About this task: Every record must be reproduced exactly. Leave none out.

Available records:
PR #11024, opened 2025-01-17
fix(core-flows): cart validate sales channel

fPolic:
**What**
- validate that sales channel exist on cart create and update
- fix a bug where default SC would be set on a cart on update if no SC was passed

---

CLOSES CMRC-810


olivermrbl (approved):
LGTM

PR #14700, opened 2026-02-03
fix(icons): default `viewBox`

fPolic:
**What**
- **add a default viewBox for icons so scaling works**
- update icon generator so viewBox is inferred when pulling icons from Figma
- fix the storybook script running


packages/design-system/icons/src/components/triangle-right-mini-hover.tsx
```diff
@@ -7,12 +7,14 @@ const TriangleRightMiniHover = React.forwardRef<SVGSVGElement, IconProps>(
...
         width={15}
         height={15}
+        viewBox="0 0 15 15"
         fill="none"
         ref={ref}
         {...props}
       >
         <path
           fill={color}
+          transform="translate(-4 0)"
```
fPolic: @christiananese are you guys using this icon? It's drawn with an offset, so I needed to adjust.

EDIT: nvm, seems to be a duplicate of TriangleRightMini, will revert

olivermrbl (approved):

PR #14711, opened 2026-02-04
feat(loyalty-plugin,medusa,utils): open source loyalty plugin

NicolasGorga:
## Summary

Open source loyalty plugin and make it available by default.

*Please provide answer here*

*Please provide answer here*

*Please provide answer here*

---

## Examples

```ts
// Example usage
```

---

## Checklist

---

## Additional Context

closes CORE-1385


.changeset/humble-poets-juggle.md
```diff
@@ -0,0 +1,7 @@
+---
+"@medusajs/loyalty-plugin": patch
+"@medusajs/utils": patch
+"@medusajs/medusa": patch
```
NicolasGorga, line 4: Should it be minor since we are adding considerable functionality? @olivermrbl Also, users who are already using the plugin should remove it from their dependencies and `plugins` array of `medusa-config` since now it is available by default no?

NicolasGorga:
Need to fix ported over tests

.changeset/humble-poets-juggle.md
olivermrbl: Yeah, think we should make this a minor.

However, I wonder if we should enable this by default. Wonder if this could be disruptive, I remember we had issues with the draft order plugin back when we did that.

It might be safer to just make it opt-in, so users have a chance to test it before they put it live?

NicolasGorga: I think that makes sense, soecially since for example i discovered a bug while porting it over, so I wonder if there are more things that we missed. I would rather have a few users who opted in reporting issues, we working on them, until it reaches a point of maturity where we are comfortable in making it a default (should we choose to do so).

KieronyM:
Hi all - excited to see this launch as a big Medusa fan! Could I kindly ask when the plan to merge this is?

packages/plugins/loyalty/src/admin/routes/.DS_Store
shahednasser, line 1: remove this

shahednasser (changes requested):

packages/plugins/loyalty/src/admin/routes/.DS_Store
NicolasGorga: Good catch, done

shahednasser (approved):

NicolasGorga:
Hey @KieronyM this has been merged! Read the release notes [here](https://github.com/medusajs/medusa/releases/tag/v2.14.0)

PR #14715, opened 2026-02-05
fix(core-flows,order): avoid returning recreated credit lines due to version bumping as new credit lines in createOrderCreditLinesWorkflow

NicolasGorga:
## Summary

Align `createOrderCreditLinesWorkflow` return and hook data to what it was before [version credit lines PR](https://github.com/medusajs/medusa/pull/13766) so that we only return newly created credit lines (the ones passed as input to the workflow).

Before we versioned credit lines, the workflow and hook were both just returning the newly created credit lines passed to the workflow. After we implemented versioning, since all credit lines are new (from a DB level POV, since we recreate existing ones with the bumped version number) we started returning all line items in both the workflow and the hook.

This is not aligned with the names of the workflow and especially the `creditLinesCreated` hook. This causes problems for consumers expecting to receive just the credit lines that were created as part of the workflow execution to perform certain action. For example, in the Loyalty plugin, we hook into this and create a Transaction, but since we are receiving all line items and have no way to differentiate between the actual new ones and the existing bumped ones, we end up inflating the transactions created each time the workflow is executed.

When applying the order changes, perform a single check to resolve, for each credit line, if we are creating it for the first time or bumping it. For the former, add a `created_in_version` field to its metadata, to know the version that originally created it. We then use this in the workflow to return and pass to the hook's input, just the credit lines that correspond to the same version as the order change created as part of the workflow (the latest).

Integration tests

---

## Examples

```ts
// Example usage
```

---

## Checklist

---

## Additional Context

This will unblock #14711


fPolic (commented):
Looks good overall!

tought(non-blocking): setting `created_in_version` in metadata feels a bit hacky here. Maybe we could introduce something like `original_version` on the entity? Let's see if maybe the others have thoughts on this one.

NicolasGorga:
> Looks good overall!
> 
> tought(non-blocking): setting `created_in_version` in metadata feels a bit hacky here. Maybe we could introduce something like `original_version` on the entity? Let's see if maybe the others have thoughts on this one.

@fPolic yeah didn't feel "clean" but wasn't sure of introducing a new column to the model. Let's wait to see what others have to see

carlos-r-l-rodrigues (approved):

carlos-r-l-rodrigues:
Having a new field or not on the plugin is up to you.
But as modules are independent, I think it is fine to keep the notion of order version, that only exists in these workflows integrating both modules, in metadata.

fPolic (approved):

Solved problem:
PR #11024, opened 2025-01-17
fix(core-flows): cart validate sales channel

fPolic:
**What**
- validate that sales channel exist on cart create and update
- fix a bug where default SC would be set on a cart on update if no SC was passed

---

CLOSES CMRC-810


olivermrbl (approved):
LGTM

PR #14700, opened 2026-02-03
fix(icons): default `viewBox`

fPolic:
**What**
- **add a default viewBox for icons so scaling works**
- update icon generator so viewBox is inferred when pulling icons from Figma
- fix the storybook script running


packages/design-system/icons/src/components/triangle-right-mini-hover.tsx
```diff
@@ -7,12 +7,14 @@ const TriangleRightMiniHover = React.forwardRef<SVGSVGElement, IconProps>(
...
         width={15}
         height={15}
+        viewBox="0 0 15 15"
         fill="none"
         ref={ref}
         {...props}
       >
         <path
           fill={color}
+          transform="translate(-4 0)"
```
fPolic: @christiananese are you guys using this icon? It's drawn with an offset, so I needed to adjust.

EDIT: nvm, seems to be a duplicate of TriangleRightMini, will revert

olivermrbl (approved):

PR #14711, opened 2026-02-04
feat(loyalty-plugin,medusa,utils): open source loyalty plugin

NicolasGorga:
## Summary

Open source loyalty plugin and make it available by default.

*Please provide answer here*

*Please provide answer here*

*Please provide answer here*

---

## Examples

```ts
// Example usage
```

---

## Checklist

---

## Additional Context

closes CORE-1385


.changeset/humble-poets-juggle.md
```diff
@@ -0,0 +1,7 @@
+---
+"@medusajs/loyalty-plugin": patch
+"@medusajs/utils": patch
+"@medusajs/medusa": patch
```
NicolasGorga, line 4: Should it be minor since we are adding considerable functionality? @olivermrbl Also, users who are already using the plugin should remove it from their dependencies and `plugins` array of `medusa-config` since now it is available by default no?

NicolasGorga:
Need to fix ported over tests

.changeset/humble-poets-juggle.md
olivermrbl: Yeah, think we should make this a minor.

However, I wonder if we should enable this by default. Wonder if this could be disruptive, I remember we had issues with the draft order plugin back when we did that.

It might be safer to just make it opt-in, so users have a chance to test it before they put it live?

NicolasGorga: I think that makes sense, soecially since for example i discovered a bug while porting it over, so I wonder if there are more things that we missed. I would rather have a few users who opted in reporting issues, we working on them, until it reaches a point of maturity where we are comfortable in making it a default (should we choose to do so).

KieronyM:
Hi all - excited to see this launch as a big Medusa fan! Could I kindly ask when the plan to merge this is?

packages/plugins/loyalty/src/admin/routes/.DS_Store
shahednasser, line 1: remove this

shahednasser (changes requested):

packages/plugins/loyalty/src/admin/routes/.DS_Store
NicolasGorga: Good catch, done

shahednasser (approved):

NicolasGorga:
Hey @KieronyM this has been merged! Read the release notes [here](https://github.com/medusajs/medusa/releases/tag/v2.14.0)

PR #14715, opened 2026-02-05
fix(core-flows,order): avoid returning recreated credit lines due to version bumping as new credit lines in createOrderCreditLinesWorkflow

NicolasGorga:
## Summary

Align `createOrderCreditLinesWorkflow` return and hook data to what it was before [version credit lines PR](https://github.com/medusajs/medusa/pull/13766) so that we only return newly created credit lines (the ones passed as input to the workflow).

Before we versioned credit lines, the workflow and hook were both just returning the newly created credit lines passed to the workflow. After we implemented versioning, since all credit lines are new (from a DB level POV, since we recreate existing ones with the bumped version number) we started returning all line items in both the workflow and the hook.

This is not aligned with the names of the workflow and especially the `creditLinesCreated` hook. This causes problems for consumers expecting to receive just the credit lines that were created as part of the workflow execution to perform certain action. For example, in the Loyalty plugin, we hook into this and create a Transaction, but since we are receiving all line items and have no way to differentiate between the actual new ones and the existing bumped ones, we end up inflating the transactions created each time the workflow is executed.

When applying the order changes, perform a single check to resolve, for each credit line, if we are creating it for the first time or bumping it. For the former, add a `created_in_version` field to its metadata, to know the version that originally created it. We then use this in the workflow to return and pass to the hook's input, just the credit lines that correspond to the same version as the order change created as part of the workflow (the latest).

Integration tests

---

## Examples

```ts
// Example usage
```

---

## Checklist

---

## Additional Context

This will unblock #14711


fPolic (commented):
Looks good overall!

tought(non-blocking): setting `created_in_version` in metadata feels a bit hacky here. Maybe we could introduce something like `original_version` on the entity? Let's see if maybe the others have thoughts on this one.

NicolasGorga:
> Looks good overall!
> 
> tought(non-blocking): setting `created_in_version` in metadata feels a bit hacky here. Maybe we could introduce something like `original_version` on the entity? Let's see if maybe the others have thoughts on this one.

@fPolic yeah didn't feel "clean" but wasn't sure of introducing a new column to the model. Let's wait to see what others have to see

carlos-r-l-rodrigues (approved):

carlos-r-l-rodrigues:
Having a new field or not on the plugin is up to you.
But as modules are independent, I think it is fine to keep the notion of order version, that only exists in these workflows integrating both modules, in metadata.

fPolic (approved):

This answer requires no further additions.